Арутюнов торопливо набулькал полную кружку. Ванька дёрнул рукой, чуть не половину расплескал:
— Вечная память русской Империи!
Пили вдвоём с Жориком, остальные смотрели. Царицын глотал, раздувая ноздри — нет, не поперхнулся! Телепайло с малороссийской заботливостью сунул товарищу ржаную горбушку.
— Вот! Это по-офицерски, — восхищённо прошептал кто-то из кадетов.
Арутюнов щёлкнул пальцами и достал из-под полы чёрный маркер.
— Только офицеры имели право носить усы! — выкрикнул он подсевшим от водки голосом и, подбоченясь, вывел на щеках закрученные концы «усов». — Ну что, мальцы безусые?
Кто ещё пьёт водку? Есть в этом лягушатнике настоящие офицеры?!
— Дай-ка сюда, — Царицын выхватил маркер, кратко черкнул под носом. Получилось совсем как у Лермонтова на стене.
— Ур-ра! — заржали братья-кадеты. — Качать алкоголиков усатых! И нам усы, нам тоже!
— Прочь! — хрипел Царицын, отбиваясь от рук. — Здесь нет настоящих офицеров! Не позволю! Ты не готов умереть за Империю — пр-рочь!
— Стоять, кадеты! — рявкнул Арутюнов. — Кому наливать? Давайте кружки, сейчас будем из вас офицеров делать!..
Он добавил словечко…
— Не ругайся, — нахмурился Громыч.
— Свободен! — Арутюнов взмахнул растопыренной ладонью. — Кто не ругается, тот не мужчина!

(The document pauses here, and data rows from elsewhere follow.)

PR #3643, opened 2022-01-24
chore(design-system): Fixing linting errors on tests

Benrajalu:
We've got lint errors in tests since the move to react-testing-lib was made

Fix the errors we can fix

### DIFF
--- a/packages/design-system/src/components/Link/Link.tsx
+++ b/packages/design-system/src/components/Link/Link.tsx
@@ -89,7 +89,11 @@ const Link = React.forwardRef(
 			>
 				{icon &&
 					(typeof icon === 'string' ? (
-						<Icon className="link__icon link__icon--before" name={icon} />
+						<Icon
+							className="link__icon link__icon--before"
+							name={icon}
+							data-testid="link.icon.before"
+						/>
 					) : (
 						React.cloneElement(icon, {
 							className: `${icon.props?.className} link__icon link__icon--before`,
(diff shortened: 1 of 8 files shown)


jmfrancois (approved):

packages/design-system/src/components/Link/Link.tsx
```diff
@@ -89,7 +89,11 @@ const Link = React.forwardRef(
 			>
 				{icon &&
 					(typeof icon === 'string' ? (
-						<Icon className="link__icon link__icon--before" name={icon} />
+						<Icon
+							className="link__icon link__icon--before"
+							name={icon}
+							data-testid="link.icon.before"
```
frassinier, line 95: One of the last [ADR](https://github.com/Talend/ui/blob/8bdfe80afd0bc83c3aa5ec785fa9733903141c1e/packages/design-system/adr/data-test.md) was saying that we will prefer `data-test` instead of `data-testid` for DS components like Link.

Несколько кружек столкнулись под бледной струйкой, сочившейся из Жоркиной бутыли. Царицын, с разгоревшимися щеками, с чёрными подведёнными усами вскарабкался на табурет:
— Мне стыдно! Я должен как офицер… на смерть! Он покачнулся, его держали под колени.
— А за кого, я спрашиваю, на смерть?! За Веру, Царя и Отечество — согласен… прямо сейчас! Потому что Вера, Империя, Родина — эти вещи… они навсегда!
— Ур-ра! — гремели кадеты.
Кто-то закашлялся, ему радостно наперебой застучали по спине кулаками.
— Но… нам предлагается сдохнуть за… Конституцию?! — красный Царицын гневно потряс пустой кружкой. — Не хочу за Конституцию! Я лично видел рожи тех, кто её писал! Да они через четыре года новую напишут, только заплати! Эх, наливай ещё, Жорес!
Арутюнов не слышал, он рисовал побагровевшему Теле-пайле гусарские усы от виска до виска.
— И за президента не хочу! — тихо сказал Ваня, покачиваясь на табуретке. — Президент через четыре года из Кремля шмыг — и в олигархи. А меня — не на четыре года зароют! Меня навсегда зароют.
— Господа офицеры обнажают шашки… и бросаются в бой! — кричал танцующий Арутюнов, размахивая опустевшей бутылкой. — Кто с нами, громить обозы?!